Choose the chromosome to plot:

begin
    chr = "CM018231.2" # the name of a scaffold in the assembly
    regionInfo = SNPlots.chooseChrRegion(pos_whole_genome, chr) #; positionMin=1) # this gets the maximum position for the chromosome
end
OK, let’s make the plot!
begin
    plotInfo = SNPlots.plotGenotypeByIndividual(groupsToCompare, Fst_cutoff,
        missingFractionAllowed, regionInfo, pos_whole_genome, Fst, pairwiseNamesFst, 
        genosOnly_with_missing, ind_with_metadata, freqs, 
        groups_to_plot, group_colors)
    plotInfo[1] # this outputs the plot above
end

The figure shows the genotypes of individuals at SNPs that have Fst higher than Fst_cutoff in the groups being compared (given by groupsToCompare). The two alleles have different shades of purple, with triangles indicating heterozygotes. The bottom of the plot indicates the location of SNPs on the chromosome, and the blue shading indicates SNP density across the chromosome.

If the function works on your computer like it does on mine, it will create a separate plot window and show the figure both there and in your Pluto notebook.

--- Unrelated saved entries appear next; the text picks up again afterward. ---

PR #39, opened 2018-06-22
Fourier basis

zbmorrow:
This branch implements sparse Fourier interpolation. The syntax of `GridFourier::makeGrid` is

```c++
void GridFourier::makeGrid(int num_dimensions, int num_outputs, int depth, const int *anisotropic_weights = 0, const int *level_limits = 0)
```
similarly to the syntax of `GridGlobal::makeGrid`. The other user-facing commands (`loadNeededPoints`, `evaluate`, `evaluateBatch`, etc.) behave the same as in the `GridGlobal` class.

The one-dimensional Fourier grid on the canonical domain [0,1] has 3^_l_ (_l_>=0) equally spaced points

and the set of one-dimensional basis functions on level _l_ is

where . Note that the sets of nodes and basis functions are nested with respect to _l_.

In order to construct the interpolation coefficients, we must perform a discrete Fourier transform of the y-data (in each output direction) on the constituent tensor-product grids. This is done once, when the function values are loaded at the front end, and is decoupled from the evaluation of the complex exponential basis functions, which must be done for each evaluation point. The DFT is implemented in `TasmanianFourierTransform::dft` within `tsgLinearSolvers.cpp`.


SparseGrids/tsgGridFourier.hpp
```diff
@@ -0,0 +1,91 @@
...
+#include "tsgIndexManipulator.hpp"
+#include "tsgLinearSolvers.hpp"
+#include "tsgOneDimensionalWrapper.hpp"
+#include "tsgGridCore.hpp"
+
+#include "tsgAcceleratedDataStructures.hpp"
+
+namespace TasGrid{
+
+class GridFourier{
```
mkstoyanov: * must inherit from `BaseCanonicalGrid`
* must also add multiple `evaluate()` functions, you can make those fallback to basic `evaluate()` and `evaluateBatch()`

SparseGrids/tsgGridFourier.hpp
```diff
@@ -0,0 +1,91 @@
...
+    const double* getLoadedValues() const;
+    
+    double* getLoadedPoints() const;
+    void getLoadedPoints(double *x) const;
+    double* getNeededPoints() const;
+    void getNeededPoints(double *x) const;
+    double* getPoints() const;
+    void getPoints(double *x) const; // returns the loaded points unless no points are loaded, then returns the needed points
+
+	void calculateFourierCoefficients();
```
mkstoyanov: * tab for indentation, use spaces

SparseGrids/tsgGridFourier.hpp
```diff
@@ -0,0 +1,91 @@
...
+
+    std::complex<double>* getBasisFunctions(const double x[]) const;
```
mkstoyanov: * shouldn't those be `protected`?

SparseGrids/tsgGridFourier.hpp
```diff
@@ -0,0 +1,91 @@
...
+    void getBasisFunctions(const double x[], std::complex<double> weights[]) const;
+
+    void evaluate(const double x[], double y[]) const;
+    void evaluateBatch(const double x[], int num_x, double y[]) const;
+
+	void clearAccelerationData();
```
mkstoyanov: * check indentation across all files, there are many places where tabs are used instead of spaces

SparseGrids/tsgGridFourier.hpp
```diff
@@ -0,0 +1,91 @@
...
+    IndexSet *active_tensors;
+    int *active_weights;
+    IndexSet *points;
+    IndexSet *needed;
+    IndexSet *exponents;
+    
+	std::complex<double> *fourier_coefs;
+    int **exponent_refs;
+
+    int *max_levels; // for evaluation purposes, counts the maximum level in each direction (only counts tensors)
```
mkstoyanov: * is this used, `GridFourier::evaluate()` doesn't seem to need this.

SparseGrids/tsgLinearSolvers.cpp
```diff
@@ -167,6 +167,76 @@ void TasmanianTridiagonalSolver::decompose(int n, double d[], double e[], double
...
+    std::complex<double> i(0,1);
+
+
+    int k_idx[rank];
+    std::fill(k_idx, k_idx+rank, 0);
+    int k_restart_dim = 1;
+    std::complex<double>* exp_k = new std::complex<double>[rank];
+    std::fill(exp_k, exp_k+rank, 1);
+
+    for(int k=0; k<num_data; k++) {
```
mkstoyanov: * this is the $O(n^2)$ algorithm, right? If so, we need to think about this.

SparseGrids/tsgOneDimensionalWrapper.cpp
```diff
@@ -183,6 +183,8 @@ OneDimensionalWrapper::OneDimensionalWrapper(const OneDimensionalMeta *meta, int
         }else if ((rule == rule_mindelta) || (rule == rule_mindeltaodd)){
             GreedySequences greedy;
             unique = greedy.getMinDeltaNodes(meta->getNumPoints(max_level, rule));
+        }else if (rule==rule_fourier) {
+            unique = OneDimensionalNodes::getFourierNodes(max_level);
```
mkstoyanov: * wrapper is missing quadrature weights for integration

SparseGrids/tsgGridFourier.cpp
```diff
@@ -0,0 +1,365 @@
...
+    } else {
+        values = new StorageSet(num_outputs, needed->getNumIndexes());
+    }
+	
+}
+
+int* GridFourier::referenceExponents(const int levels[], const IndexSet *list) {
+	
+	// This is like IndexManipulator::referenceNestedPoints, but it references an ordered list of exponents for basis functions
+    int *num_points = new int[num_dimensions];
```
mkstoyanov: * memory leak here, this needs to be `delete[]`-ed

SparseGrids/tsgLinearSolvers.cpp
zbmorrow: Yes, the algorithm I wrote is $O(n^2)$ (one-time at the front end, but could still be bad for grids with large depth).

SparseGrids/tasgrid_main.cpp
```diff
@@ -156,6 +156,7 @@ int main(int argc, const char ** argv){
             if ((strcmp(argv[k],"global") == 0)) test = test_global;
             if ((strcmp(argv[k],"local") == 0)) test = test_local;
             if ((strcmp(argv[k],"wavelet") == 0)) test = test_wavelet;
+            if ((strcmp(argv[k],"fourier") == 0)) test = test_fourier;
```
mkstoyanov: * looks much better
* you need to add a test to `SparseGrids/CMakeLists.txt` with cmake command `add_test()`
* then we can test on the CI

```
add_test(SparseGridsFourier      tasgrid -test fourier)
```

zbmorrow: Done

mkstoyanov:
OK to test

zbmorrow:
Updates:

- Tests for Fourier rule, acceleration, and domain transform (refinement omitted for now)
- Tests incorporated into `tasgridExternalTests` (added a couple new functions to `tasgridTestFunctions`); tests also run upon install
- Added BLAS for complex matvec/matmat
- Implemented `getInterpolationWeights` for nodal interpolation (does DFT of complex exponentials on each tensor)
- Implemented quadrature rule
- Inherits from `BaseCanonicalGrid` class and is fully implemented in `TasmanianSparseGrid` class

Still needed:
- IO for binary/ASCII
- O(N log N) Fourier transform algorithm
- Is there a nicer way to re-index when reordering the data for the Fourier transform?

mkstoyanov:
@zbmorrow: check the comments, there is something wrong with the BLAS fall-back functions

mkstoyanov:
@zbmorrow, so far so good.  

* Next, we need to rebase to current master to fix the conflicts, then I'll go over the code again to see if I catch anything or if we have to massage the internals.
* We will work on more tests and performance afterwards.

SparseGrids/tasgridTestFunctions.cpp
```diff
@@ -80,6 +80,14 @@ TwoOneCosCos::TwoOneCosCos(){} TwoOneCosCos::~TwoOneCosCos(){} int TwoOneCosCos:
...
 void TwoOneCosCos::eval(const double x[], double y[]) const{ y[0] = cos(0.5 * M_PI * x[0]) * cos(0.5 * M_PI * x[1]); } void TwoOneCosCos::getIntegral(double y[]) const{ y[0] = 16.0 / (M_PI * M_PI); }
 
+TwoOneExpSinCos::TwoOneExpSinCos() {} TwoOneExpSinCos::~TwoOneExpSinCos() {} int TwoOneExpSinCos::getNumInputs() const{ return 2; } int TwoOneExpSinCos::getNumOutputs() const{ return 1; }
+const char* TwoOneExpSinCos::getDescription() const{ return "f(x,y) = exp(sin(2*pi*x) + cos(2*pi*y)) on [0,1]^2 "; }
+void TwoOneExpSinCos::eval(const double x[], double y[]) const{ y[0] = exp(sin(2*M_PI*x[0])+cos(2*M_PI*x[1])); } void TwoOneExpSinCos::getIntegral(double y[]) const{ y[0] = 1.6029228068079633; }
+
+TwoTwoSinCos::TwoTwoSinCos() {} TwoTwoSinCos::~TwoTwoSinCos() {} int TwoTwoSinCos::getNumInputs() const{ return 2; } int TwoTwoSinCos::getNumOutputs() const{ return 2; }
+const char* TwoTwoSinCos::getDescription() const{ return "f(x,y) = [sin(2*pi*x)cos(4*pi*y), cos(2*pi*x)]"; }
+void TwoTwoSinCos::eval(const double x[], double y[]) const{ y[0] = sin(2*M_PI*x[0])*cos(4*M_PI*x[1]); y[1]=cos(2*M_PI*x[0]); } void TwoTwoSinCos::getIntegral(double y[]) const{ y[0] = 0.0; y[1]=0.0; }
```
mkstoyanov: * `cos(2 * M_PI * x)` is too simple, try something that doesn't belong to the basis

SparseGrids/tasgridExternalTests.cpp
```diff
@@ -89,13 +91,14 @@ TestResults ExternalTester::getError(const BaseFunction *f, TasGrid::TasmanianSp
     int num_outputs = f->getNumOutputs();
     int num_points = grid->getNumPoints();
     if ((type == type_integration) || (type == type_nodal_interpolation)){
-        double *points = grid->getPoints(), *weights = 0;
+        double *points = grid->getPoints();
+        double *weights = new double[num_points];
```
mkstoyanov: Why assigning weights here? you are overwriting the pointer below.

SparseGrids/tsgCoreOneDimensional.cpp
```diff
@@ -217,7 +217,7 @@ OneDimensionalMeta::~OneDimensionalMeta(){}
 const CustomTabulated* OneDimensionalMeta::getCustom() const{  return custom;  }
 
 int OneDimensionalMeta::getNumPoints(int level, TypeOneDRule rule) const{
-    int lcc;
+    int lcc, fourier_result;
```
mkstoyanov: You can reuse `lcc`, no need for another variable here.

SparseGrids/tsgGridFourier.cpp
```diff
@@ -0,0 +1,365 @@
...
+    for(int j=0; j<num_dimensions; j++){  num_points[j] = wrapper->getNumPoints(levels[j]); num_total *= num_points[j];  }
+
+    int* refs = new int[num_total];
+    int *p = new int[num_dimensions];
+
+    for(int i=0; i<num_total; i++){
+        int t = i;
+        for(int j=num_dimensions-1; j>=0; j--){
+            int tmp = t % num_points[j];
+            if(tmp <= (num_points[j]-1)/2) {
```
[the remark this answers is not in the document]
mkstoyanov: * Did you fix this, or am I reading something old?

SparseGrids/tsgGridFourier.cpp
```diff
@@ -0,0 +1,574 @@
...
+    
+    calculateFourierCoefficients();
+}
+
+
+
+double* GridFourier::getLoadedPoints() const{
+    if (points == 0) return 0;
+    int num_points = points->getNumIndexes();
+    double *x = new double[num_dimensions * num_points];
```
mkstoyanov: * no need for a variable
```
double *x = new double[num_dimensions * points->getNumIndexes()];
```

SparseGrids/tsgGridFourier.cpp
```diff
@@ -0,0 +1,574 @@
...
+
+double* GridFourier::getPoints() const{
+    return ((points == 0) ? getNeededPoints() : getLoadedPoints());
+}
+
+void GridFourier::getPoints(double *x) const{
+    if (points == 0){ getNeededPoints(x); }else{ getLoadedPoints(x); };
+}
+
+int GridFourier::convertIndexes(const int i, const int levels[]) const {
```
mkstoyanov: * we will have to fix the indexing and the fast algorithm later

SparseGrids/tsgGridFourier.cpp
```diff
@@ -0,0 +1,574 @@
...
+void GridFourier::evaluateFastGPUmagma(const double x[], double y[], std::ostream*) const{
+    evaluateFastCPUblas(x,y);
+}
+
+void GridFourier::evaluateBatchCPUblas(const double x[], int num_x, double y[]) const{
+    #ifdef Tasmanian_ENABLE_BLAS
+    int num_points = points->getNumIndexes();
+    std::complex<double> *y_tmp = new std::complex<double>[num_outputs * num_x];
+    std::complex<double> *weights = new std::complex<double>[num_points * num_x];
+    #pragma omp parallel for
```
mkstoyanov: * isn't this the same as: `evaluateHierarchicalFunctions()`

SparseGrids/tsgGridFourier.cpp
```diff
@@ -0,0 +1,574 @@
...
+            q[k] += w[i] * v[k];
+        }
+    }
+    delete[] w;
+}
+
+void GridFourier::evaluateHierarchicalFunctions(const double x[], int num_x, double y[]) const{
+    // y must be of size num_x * num_nodes * 2
+    int num_points = getNumPoints();
+    //#pragma omp parallel for
```
mkstoyanov: * Why skip OpenMP here?

SparseGrids/tsgGridFourier.cpp
```diff
@@ -0,0 +1,574 @@
...
+const double* GridFourier::getFourierCoefs() const{
+    double* fc = new double[2*getNumPoints()];
+    for(int i=0; i<exponents->getNumIndexes(); i++) {
+        fc[2*i] = fourier_coefs[i].real();
+        fc[2*i+1] = fourier_coefs[i].imag();
+    }
+    return fc;
+}
+
+bool GridFourier::blasEnabled() const {
```
mkstoyanov: * `TasmanianSparseGrids` class has `enabled/disabled` functions, what is the purpose of this function here?

SparseGrids/tsgGridGlobal.cpp
```diff
@@ -916,13 +916,13 @@ double* GridGlobal::computeSurpluses(int output, bool normalize) const{
         int qn = gg->getNumPoints();
         double *w = gg->getQuadratureWeights();
         double *x = gg->getPoints();
-        double *I = new double[qn];
+        double *I_quad = new double[qn];
```
mkstoyanov: * Is this change still needed?

SparseGrids/tsgGridFourier.hpp
```diff
@@ -0,0 +1,117 @@
+
+#ifndef __TASMANIAN_SPARSE_GRID_FOURIER_HPP
+#define __TASMANIAN_SPARSE_GRID_FOURIER_HPP
+
+#include <cstdlib>
+#include <math.h>
+#include <complex>
```
mkstoyanov: * Is it necessary to include the `<complex>` header here? 
* Can this be hidden in the `.cpp` implementation without propagating to the user?

SparseGrids/tsgHiddenExternals.hpp
```diff
@@ -30,6 +30,8 @@
 
 #ifndef __TASMANIAN_SPARSE_GRID_HIDDEN_INTERNALS_HPP
 #define __TASMANIAN_SPARSE_GRID_HIDDEN_INTERNALS_HPP
+#include <complex>
+using std::complex;
```
mkstoyanov: * *Never* force a namespace like that, all headers that include this would now work in the `std::complex` namespace
* if you need a variable from `std::complex`, then use that explicitly
```
using std::complex <some symbol>
```
* sometimes is it better to keep explicitly including from the namespace rather than contaminating your list of symbols

SparseGrids/tsgHiddenExternals.hpp
```diff
@@ -41,8 +43,10 @@ extern "C" double ddot_(const int *N, const double *x, const int *incx, const do
 extern "C" double dnrm2_(const int *N, const double *x, const int *incx);
 extern "C" void dgemv_(const char *transa, const int *M, const int *N, const double *alpha, const double *A, const int *lda, const double *x, const int *incx, const double *beta, const double *y, const int *incy);
 extern "C" void dtrsv_(const char *uplo, const char *trans, const char *diag, const int *N, const double *A, const int *lda, const double *x, const int *incx);
+extern "C" void zgemv_(const char *transa, const int *M, const int *N, const complex<double> *alpha, const complex<double> *A, const int *lda, const complex<double> *x, const int *incx, const complex<double> *beta, const complex<double> *y, const int *incy);
```
mkstoyanov: * isn't this the same as:
```
extern "C" ... const int *N, const double *alpha, ...
```
with the added note that alpha is 2 doubles

SparseGrids/tsgLinearSolvers.cpp
```diff
@@ -167,6 +167,74 @@ void TasmanianTridiagonalSolver::decompose(int n, double d[], double e[], double
...
+    // Fourier transform code by ZBM
+    // DOES NOT NORMALIZE the outgoing Fourier coefficients
+
+    if(direction != 1 && direction != -1) std::cerr << "ERROR: direction must be -1 (forward) or 1 (backward); value is " << direction << std::endl;
+    int num_data = 1;
+    for(int r=0; r<rank; r++) {
+        num_data *= n[r];
+    }
+
+    std::complex<double> i(0,1);
```
mkstoyanov: `i(0.0, 1.0)`

* With templates, you must be extra explicit when declaring thing, the compiler has to guess lots of stuff already and the chance for error is increased.

SparseGrids/TasmanianSparseGrid.cpp
```diff
@@ -220,6 +221,17 @@ void TasmanianSparseGrid::makeWaveletGrid(int dimensions, int outputs, int depth
         std::copy(level_limits, level_limits + dimensions, llimits);
     }
 }
+void TasmanianSparseGrid::makeFourierGrid(int dimensions, int outputs, int depth, TypeDepth type, const int* anisotropic_weights, const int* level_limits){
+    clear();
+    fourier = new GridFourier();
+    fourier->makeGrid(dimensions, outputs, depth, type, anisotropic_weights, level_limits);
+    base = fourier;
+    if(level_limits != 0) {
```
mkstoyanov: * The code must be formatter to be consistent with the rest (as well as self-consistent)
    * sometimes you leave a space between `) {`, do not
    * one space after `if (`
    * spaces around `=`, e.g., `i = 1`, there are exceptions here but only when trying to save space and make the code compact
    * there are places with multiple empty lines between functions, use one or zero lines
    * remove all trailing spaces and empty lines

SparseGrids/tasgridExternalTests.cpp
```diff
@@ -933,8 +936,8 @@ bool ExternalTester::testAllWavelet() const{
         //cout << setw(wfirst) << "Rules" << setw(wsecond) << TasGrid::OneDimensionalMeta::getIORuleString(rule_wavelet) << setw(wthird) << "Pass" << endl;
         cout << setw(wfirst) << "Rules" << setw(wsecond) << "wavelet" << setw(wthird) << "Pass" << endl;
     }else{
-        cout << setw(wfirst) << "Rule" << setw(wsecond) << TasGrid::OneDimensionalMeta::getIORuleString(rule_wavelet) << setw(wthird) << "FAIL" << endl; pass = false;
-    }{ TasGrid::TasmanianSparseGrid grid;
+        cout << setw(wfirst) << "Rules" << setw(wsecond) << TasGrid::OneDimensionalMeta::getIORuleString(rule_wavelet) << setw(wthird) << "FAIL" << endl; pass = false;
```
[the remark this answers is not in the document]
zbmorrow: It was a small thing I noticed. The line in the success part of the `if` statement has `Rules`. Based on the tests for global, sequence, etc., it looked as though when the tests for all rules of a given grid class pass, the program prints `Rules so-and-so Pass` or `Rules so-and-so FAIL`. I'll undo it in this branch since it's completely unrelated to the Fourier stuff.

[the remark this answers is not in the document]
mkstoyanov: * Global and Sequence relate to multiple `Rules`, hence each rule has a `Rule` pass/fail and the group has a group `Rules` pass/fail
* Wavelet rules have two variants, even though it is technically the same name
* Fourier has not variants (yet), but keep it the same as the rest

SparseGrids/tsgGridFourier.hpp
zbmorrow: When I move it to the `.cpp` and attempt to `make`, I get errors because the functions in the `.hpp` files have inputs of type `std::complex<typename>`.

mkstoyanov: * Yes, the question pertains to whether it is possible to redesign the header so that you avoid including `<complex>`

SparseGrids/tasgridExternalTests.cpp
zbmorrow: Reverted. I did this while trying to isolate some weird behavior, and I forgot to change it back.

SparseGrids/tsgGridFourier.cpp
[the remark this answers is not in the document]
zbmorrow: Huh, could have sworn I fixed this... I screwed up halfway through the rebase yesterday, which could be the problem. Fixed now at any rate.

SparseGrids/tsgGridGlobal.cpp
zbmorrow: Nope

SparseGrids/tsgGridFourier.cpp
zbmorrow: `evaluateHierarchicalFunctions()` gives the weights as an array of `double`s (real and imag parts), rather than complex numbers. Should I park this code in an overloaded function that gives the complex weights?

mkstoyanov: Here you have the exact same loop as in `evaluateHierarchicalFunctions()`, just call the function, why write the loop twice?

SparseGrids/TasmanianSparseGrid.cpp
zbmorrow: I believe I have taken care of items 1, 2, 4, and 5.  

For item 3, I did a reg exp search of (at least most of) the documents where I've made changes. The only instances I saw were in `for` loops. Was there a place in particular where I needed to fix the spaces around `=`?

The regexp I used was `[^( |=|(for\(int (a-z)))]=[^( |=)]`

mkstoyanov: The spaces around `=` go usually outside of the loop, I have to go back to find the spot where I saw it. Look over for code such as
```
base=fourier;
```

SparseGrids/tsgGridFourier.cpp
zbmorrow: Done

SparseGrids/TasmanianSparseGrid.cpp
zbmorrow: I think I found it in `tasgridTestFunctions.cpp`.

SparseGrids/tasgridWrapper.cpp
```diff
@@ -1048,6 +1097,8 @@ bool TasgridWrapper::executeCommand(){
         createLocalPolynomialGird();
     }else if (command == command_makewavelet){
         createWaveletGird();
+    }else if (command == command_makefourier){
+        createFourierGird();
```
mkstoyanov: * see earlier comment about merging this with `makeSequenceGrid()`

SparseGrids/tsgLinearSolvers.cpp
```diff
@@ -167,6 +167,68 @@ void TasmanianTridiagonalSolver::decompose(int n, double d[], double e[], double
...
+    // Fourier transform code by ZBM
+    // DOES NOT NORMALIZE the outgoing Fourier coefficients
+
+    if (direction != 1 && direction != -1) std::cerr << "ERROR: direction must be -1 (forward) or 1 (backward); value is " << direction << std::endl;
+    int num_data = 1;
+    for(int r=0; r<rank; r++){
+        num_data *= n[r];
+    }
+
+    std::complex<double> i(0.0, 1.0);
```
mkstoyanov: If the complex constant is defined in `std::complex::I`, then there is no need to redefine it here, just use it. I think it will work if you just say:
```
using std::complex::I;
```
and then use `I` afterwards.

zbmorrow: I get an error with `std::complex::I`. I looked on Stackexchange but couldn't find `sqrt(-1)` hardcoded somewhere as a constant within `std::complex` in C++11.

SparseGrids/tasgridWrapper.cpp
```diff
@@ -424,10 +463,10 @@ void TasgridWrapper::outputHierarchicalCoefficients() const{
     int num_p = grid->getNumPoints();
     int num_d = grid->getNumOutputs();
     if (outfilename != 0){
-        writeMatrix(outfilename, num_p, num_d, coeff, useASCII);
+        writeMatrix(outfilename, num_p, num_d, coeff, useASCII, grid->isFourier());
```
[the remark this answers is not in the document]
zbmorrow: Why not handle `printMatrix` the same as `writeMatrix`?
```
printMatrix(num_p, (grid->isFourier() ? 2 * num_d : num_d), coeff);
```

SparseGrids/tsgLinearSolvers.cpp
mkstoyanov: @zbmorrow I thought we had a problem with `I` being declared as `sqrt(-1)` and that's why you had to remove the `I` that was used for integral. Then the problem went away when we stopped using `using namespace std::complex`

SparseGrids/tasgridWrapper.cpp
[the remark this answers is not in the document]
mkstoyanov: Because `printMatrix()` is human readable and the format should be
```
<number> + <number> i  <number> + <number> i ...
```
I must have missed to add the comment regarding `printMatrix()`

SparseGrids/tsgLinearSolvers.cpp
zbmorrow: That was from `<complex.h>`, which defined `I` as a macro (http://pubs.opengroup.org/onlinepubs/009695399/basedefs/complex.h.html). The problem stopped when we changed `<complex.h>` to `<complex>`.

mkstoyanov:
* close/reopen to retest

SparseGrids/tasgridExternalTests.cpp
```diff
@@ -1333,6 +1411,21 @@ bool ExternalTester::testAllDomain() const{
                      pass2 = false;
             }
         }
+    }{
+        const BaseFunction *f = &f21coscos;
+        double errs[5] = {5.E-2, 7.E-3, 9.E-4, 1.E-13};
```
mkstoyanov: * formatting, add spaces after `{` and before `}`

SparseGrids/tasgridWrapper.cpp
```diff
@@ -1026,13 +1059,21 @@ void TasgridWrapper::writeMatrix(const char *filename, int rows, int cols, const
...
     cout << rows << " " << cols << endl;
     cout.precision(17);
     cout << std::scientific;
     for(size_t i=0; i<((size_t) rows); i++){
-        for(size_t j=0; j<((size_t) cols); j++){
-            cout << setw(25) << mat[i* ((size_t) cols) + j] << " ";
+        if (isComplex){
+            for(size_t j=0; j<((size_t) cols); j++){
+                cout << setw(25) << mat[i* ((size_t) cols) + ((size_t) 2*j)];   // real part
+                cout << (mat[i* ((size_t) cols) + ((size_t) 2*j+1)] < 0 ? " -" : " +");
```
mkstoyanov: * use `< 0.0`, i.e., specify that you are comparing floats

SparseGrids/tasgridWrapper.cpp
```diff
@@ -1026,13 +1059,21 @@ void TasgridWrapper::writeMatrix(const char *filename, int rows, int cols, const
...
+                cout << setw(24) << abs(mat[i* ((size_t) cols) + ((size_t) 2*j+1)]) << " i   ";     // imag part
```
mkstoyanov: * this is a bug, `abs()` works only for integer types, long, int, etc.
* you must use `fabs()` for floating point numbers
* at the end, why 2 spaces as opposed to 1?
* why not have `i` attached to the number, e.g., `1.234E-5 + 1.234.E-5i`

SparseGrids/tsgCoreOneDimensional.cpp
```diff
@@ -1056,6 +1067,23 @@ double* OneDimensionalNodes::getRLejaShifted(int n){
...
 
+double* OneDimensionalNodes::getFourierNodes(int level) {
+    OneDimensionalMeta meta;
+    int n = meta.getNumPoints(level, rule_fourier);
+    double* x = new double[n];
+    x[0]=0.0;
+    if(level > 0) { x[1]=1.0/3.0; x[2]=2.0/3.0; }
+    int count=3;
+    for(int l=2; l<=level; l++) {
+        n = meta.getNumPoints(l,rule_fourier);
```
mkstoyanov: * formatting, add space after the comma: `(l, rule_fourier)`

SparseGrids/tsgLinearSolvers.cpp
```diff
@@ -167,6 +167,69 @@ void TasmanianTridiagonalSolver::decompose(int n, double d[], double e[], double
     }
 }
 
+void TasmanianFourierTransform::dft(const int rank, const int n[], const std::complex<double> data[], std::complex<double> out[], const int direction){
```
mkstoyanov: * rename the `dft` function to something like: `discrete_fourier_transform`

if you google `dft code` the top hits are related to Density Field Theory, which is a huge field. Nobody is really using the simple Fourier transfrom, and we will drop it soon.

SparseGrids/tsgLinearSolvers.cpp
```diff
@@ -167,6 +167,69 @@ void TasmanianTridiagonalSolver::decompose(int n, double d[], double e[], double
...
+    // Fourier transform code by ZBM
+    // DOES NOT NORMALIZE the outgoing Fourier coefficients
+
+    if (direction != 1 && direction != -1) std::cerr << "ERROR: direction must be -1 (forward) or 1 (backward); value is " << direction << std::endl;
```
mkstoyanov: * do not use simple integers as flags in C++, it is OK for C or Fortran, but C++ has more elegant ways, e.g., boolean or enumerate both of which will make the code more readable
* do not change this now, the whole function will be scrapped anyway

mkstoyanov:
* added Fourier grids that are based on complex exponential basis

Produce such plots for a series of chromosomes

Can you write a loop to cycle through a number of different chromosomes and make a plot for each? You would use a lot of the code in the previous two cells above. You could do this for these scaffolds, expressed here a a vector of strings: ["CM018230.2", "CM018231.2", "CM018232.2", "CM018233.2", "CM018234.2"]

A take-home message:

The SNPlots.plotGenotypeByIndividual() function produces this complex plot from the repeated use of low-level plotting functions to simply draw lines, filled shapes, and text in the plotting window. If you learn the commands to draw such simple elements and the logic by which to determine where to draw them, you can design your own functions to make all sorts of complex figures.